The most common challenges developers run into during the FIPS process include:

• Discovering “hidden crypto” inside dependencies
• Inconsistent environments where local dev, CI, and production don’t all run in FIPS mode.
• Using non-FIPS algorithms by default because libraries don’t enforce secure defaults.
• Language/runtime constraints, such as Go builds without BoringCrypto or Java apps without a FIPS-certified provider.
• Finding a FIPS-compliant base image registry
• Breaking existing features when switching from non-FIPS to FIPS-approved algorithms.
• Performance slowdowns with FIPS modules.
• Legacy interoperability issues, where external systems still use deprecated algorithms.
• Difficulty abstracting crypto because encryption/signing calls are scattered across the codebase.
• Managing keys correctly when moving from app-controlled keys to KMS/HSM-backed FIPS-validated modules.
• Debugging failures in FIPS mode, because error messages from crypto providers are often cryptic.
• Difficulty proving compliance because documentation, evidence, and traceability are required.
  

FAQs

Does FIPS compliance apply outside the United States?

FIPS compliance is a US federal requirement, but many international organizations adopt it because it offers a recognized baseline for secure cryptographic operations. Global enterprises may implement FIPS to align with partners, meet procurement rules, or streamline cross-border security certifications, even when not legally required.

What happens if a cryptographic module loses its FIPS status?

A module can lose its status if its validation expires or if NIST revokes it due to discovered vulnerabilities. Software relying on that module must transition to a validated alternative to maintain compliance. Agencies may stop accepting solutions that depend on a revoked module until developers upgrade and document the new cryptographic path.

How is FIPS compliance verified and documented?

Verification for cryptograpy occurs through the CMVP validation program, which tests cryptographic modules and assigns certificate numbers. Developers document compliance by referencing these certificates, detailing how their software uses the validated functions, and providing configuration steps ensuring FIPS mode operation. Auditors review this documentation during federal security assessments or procurement evaluations.

Are open-source cryptography libraries eligible for FIPS validation?

While open-source crypto libraries can be validated if they undergo the CMVP testing process, often backed by a commercial sponsor, it’s an extremely complex process.
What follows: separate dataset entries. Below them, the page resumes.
Issue #7241, opened 2019-06-13
Detect crippled folder watchers to avoid bad sync behavior


ckamm:
From https://github.com/owncloud/enterprise/issues/3303

Some filesystems may have limitations in file and folder watchers, like some Windows network drives. This leads to two main problems:
- Changes to files in the sync folder don't trigger a sync run. Users must trigger it manually or wait for a time-based one.
- To avoid slow local discovery the client normally trusts the folder watcher about changes. When notifications are missing the client may perform a sync run and not notice local changes.

Workarounds: Use the `forceSyncInterval` and `fullLocalDiscoveryInterval` settings to reduce the duration between time-based sync runs and to require full local discovery every time.

This issue is about automatically detecting bad folder watchers. The client should then notify the user and switch into the existing "unreliable folder watcher" mode.

ckamm:
QA: I tested by verifying no warning comes up after startup on Windows and linux. Then I commented out these lines in folderwatcher.cpp
```
    if (QFile::exists(path)) {
        auto mtime = FileSystem::getModTime(path);
        FileSystem::setModTime(path, mtime + 1);
    } else {
        QFile f(path);
        f.open(QIODevice::WriteOnly | QIODevice::Append);
    }
```
and checked that the warning notification was triggered.

To test for real one would need to set up a network drive like in the enterprise ticket.

HanaGemela:
@ckamm Does it mean that any Windows network drive will not sync the changes until the client does the full local discovery which is once an hour?

ckamm:
@HanaGemela No. It should only come up for network drives where folder watchers are unsupported. I don't know which those are. Unfortunately I didn't hear back in owncloud/enterprise#3303 about what kind of network drive was affected specifically and couldn't reproduce their problem. That's why I could only test that the check works in principle by changing code.

HanaGemela:
OK, this issue will be closed as soon as https://github.com/owncloud/client/issues/7305 has passed QA

HanaGemela:
#7305 has passed QA

PR #7242, opened 2019-06-13
FolderWatcher: Become unreliable if test notification fails

ckamm:
Necessary for some filesystems on windows that don't have full file
watching capabilities.

 #7241 https://github.com/owncloud/enterprise/issues/3303


ckamm:
There's a genuine test failure I need to address.

guruz:
Note that since Windows supports something like mounts, this could still fail somewhere deeper in the directory

michaelstingl:
@cdamken You could test with next weeks 2.6.0 nightlies

Issue #7230, opened 2019-06-06
Clarify "Apply manual changes" when asking user about large folders


HanaGemela:
Client: 2.6.0-daily20190522 (build 11801)
Server: 10.2.0
OS: Mojave 10.14.5

Steps to recreate:
1. After completing an initial sync, log out the client
2. Upload an additional folder to the server that exceeds the limit beyond which the client asks for confirmation if folders larger than that should be synced (Advanced Setting in General tab) 
3. Log in the client to the server
4. Select "Apply manual changes" in the warning message

Expected result: Not really sure. Maybe the client should offer a selection which files inside that folder should be synced?
Actual result: The folder is not synced. Basically identical behaviour as 'Synchronize none' button. If the behaviour is really the same, then there is no need for 'Apply manual changes' button

ckamm:
Indeed, if you make no changes to the selective sync list "Apply manual changes" will be the same as "Synchronize none". Possibly we could disable "Apply manual changes" until the user has actually made a change.

HanaGemela:
@ckamm What should I do to see the difference between these two buttons?

ckamm:
@HanaGemela When the "new large folder" ui state is activated you should be seeing some sync folders subfolders pop up. Each has a checkbox for its current selective sync state. The new large folders have are unchecked by default. You could have two new large folders, check only one and use "Apply manual changes" to confirm your manual choice (instead of syncing both or neither).

HanaGemela:
The same when syncing External storages

guruz:
@HanaGemela Please test

ckamm:
Behavior change is that now the "Apply manual changes" button only becomes enabled when a change was made.

HanaGemela:
@ckamm Does it mean I'll see the button when there are two large folder to be synced? 
Are the below steps to recreate correct?

1. After completing an initial sync, select only some folders to be synced, log out the client
2. Upload an additional folder to the server that exceeds the limit 
3. Log in the client to the server
Expected result: the button is shown

ckamm:
@HanaGemela When you do these steps the button will be shown (as before), but it will be disabled (new). It will become enabled when you change the checked status of at least one subfolder checkbox.

HanaGemela:
@ckamm I've checked with macOS 2.6.0-daily20190616 (build 11930), I run exactly the steps described above and the button is enabled. 
And what subfolder do you mean?

ckamm:
[...]

PR #7244, opened 2019-06-14
BigFolders: Enable "apply manual changes" only if dirty

ckamm:
Currently it's confusing because without user changes "Sync None" and
"Apply manual changes" have the same meaning. Now the "Apply" action
only becomes available if changes were made.

For #7230

### DIFF
--- a/src/gui/accountsettings.cpp
+++ b/src/gui/accountsettings.cpp
@@ -985,6 +985,7 @@ void AccountSettings::refreshSelectiveSyncStatus()
 
         ui->selectiveSyncButtons->setVisible(true);
         ui->bigFolderUi->setVisible(false);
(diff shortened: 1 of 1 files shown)


src/gui/accountsettings.cpp
```diff
@@ -985,6 +985,7 @@ void AccountSettings::refreshSelectiveSyncStatus()
 
         ui->selectiveSyncButtons->setVisible(true);
         ui->bigFolderUi->setVisible(false);
+        ui->selectiveSyncApply->setEnabled(_model->isDirty());
```
ckamm: Since selectiveSyncApply is a child of selectiveSyncButtons it's unnecessary to setEnabled() on it in the bigFolder case.

Issue #7245, opened 2019-06-15
Public sharing does not work anymore with 10.2.0 when password is enforced


lexo-mfleuti:
### Expected behaviour
When the option "Enforce expiration date" is enabled the Windows client should automatically set the latest expiration date and create a valid public share link. This worked up until 10.2.0.

### Actual behaviour

- Creating a public share link directly via context menu: does not work at all
- Creating a public share link via "share" dialog: does not work at all. The "expiration date" field is greyed out and cannot be activated - not even manually. Instead a red "expiration date is enforced" error message is shown from the beginning.

### Steps to reproduce

1. Enable this setting in OC Settings: Sharing > Enforce expiration date
2. Right click on a file -> Select "ownCloud" within context menu
3. Select "Share..." (Teilen...)
4. Enjoy the show

### Server configuration
Operating system: 
Ubuntu 19.04 (GNU/Linux 5.0.0-16-generic x86_64)

Web server: 
Apache/2.4.38 (Ubuntu)

Database: mysql  Ver 15.1 Distrib 10.3.13-MariaDB, for debian-linux-gnu (x86_64) using readline 5.2

PHP version: 
PHP 7.2.19-0ubuntu0.19.04.1 (cli) (built: Jun  4 2019 14:44:42) ( NTS )
Copyright (c) 1997-2018 The PHP Group
Zend Engine v3.2.0, Copyright (c) 1998-2018 Zend Technologies
    with Zend OPcache v7.2.19-0ubuntu0.19.04.1, Copyright (c) 1999-2018, by Zend Technologies

ownCloud version:
10.2.0

Storage backend (external storage):
Local

### Client configuration
Client version:
I tried 2.5.4 and 2.6.0alpha1 from here: https://owncloud.org/download/

OS language:
English

Installation path of client:
C:\Program Files (x86)\ownCloud
![oc_error](https://user-images.githubusercontent.com/8611779/59550368-34ffde80-8f6a-11e9-8bf0-16ae2ae3088d.png)

ckamm:
@lexo-mfleuti So you're saying with server version 10.2.0 it starts failing?

lexo-mfleuti:
@ckamm Yes, we updated to 10.2.0 about 2-3 weeks ago and it's no longer working ever since. 
There was an issue with this in client version 2.5.3 already which I reported and was solved shortly after in 2.5.4. But with 10.2.0 it's now failing completely. I cannot even set a date manually anymore.

[...]

PR #7249, opened 2019-06-17
Sharing: Fix fast share creation with enforced expiry and 10.2.0

ckamm:
Fixes the "Copy public link to clipboard" context menu action for newer
servers.

Previously the server would fill the expiration date for us, since
version 10.2.0 it reports an error. To workaround that the action now
always sends an expiration date if default expiration is enabled in
the settings.

For #7245


ckamm:
@ogoffart Yeah: https://github.com/owncloud/core/pull/35564

Issue #7250, opened 2019-06-17
Copy virtual files - Virtual files get uploaded on server, client keeps both


HanaGemela:
Client: macOS 2.6.0-daily20190613 (build 11917)
Server: 10.2.0
macOS: 10.14.5

Steps to recreate:
1) Turn on VFS
2) Go to Photos folder
3) Copy Paris.jpg.owncloud
4) Paste it into the same location

Actual result: Virtual file is uploaded on the server
Expected result: Paris copy.jpg has been created and it's virtual on the client and normal on the server 

5) Copy Squirrel.jpg (note it is hydrated)
6) Paste it into the same location

Actual = Expected result: Squirrel copy.jpg.owncloud has been created on the client. Squirrel copy.jpg is on the server

7) Copy Squirrel.jpg (note it is hydrated)
8) Paste it into the same location

Actual result: Both Squirrel copy.jpg.owncloud and Squirrel copy.jpg are on the client
Expected result: Another copy of the file is Squirrel copy 2.jpg.owncloud. And it is virtual on the client and normal on the server

![image](https://user-images.githubusercontent.com/49001702/59599075-f864ec00-90fd-11e9-9419-afc5476e79db.png)

ckamm:
@HanaGemela What's the difference between step 5/6 and step 7/8?

HanaGemela:
> @HanaGemela What's the difference between step 5/6 and step 7/8?

No difference. Just repeat the same process again. 
The issue is that in steps 5/6 it creates a virtual file and then the same file is created in steps 7/8 but this time as normal file. I would expect that it increases the number in the filename (the first file is copy, the second file is copy 2 etc.)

The key factor is whether the module is tested, validated, and distributed exactly as reviewed by NIST, which is why it’s recommended to choose a vendor like echo, which offers FIPS-validated components.

Does using a cloud provider automatically make an application FIPS compliant?

No. A cloud provider may offer FIPS-validated cryptographic services, but using the platform does not make an application automatically compliant. Applications must still call validated modules, avoid non-approved algorithms, and document cryptographic usage. Compliance is shared: the provider handles validated infrastructure, while developers must ensure their own code adheres to FIPS requirements.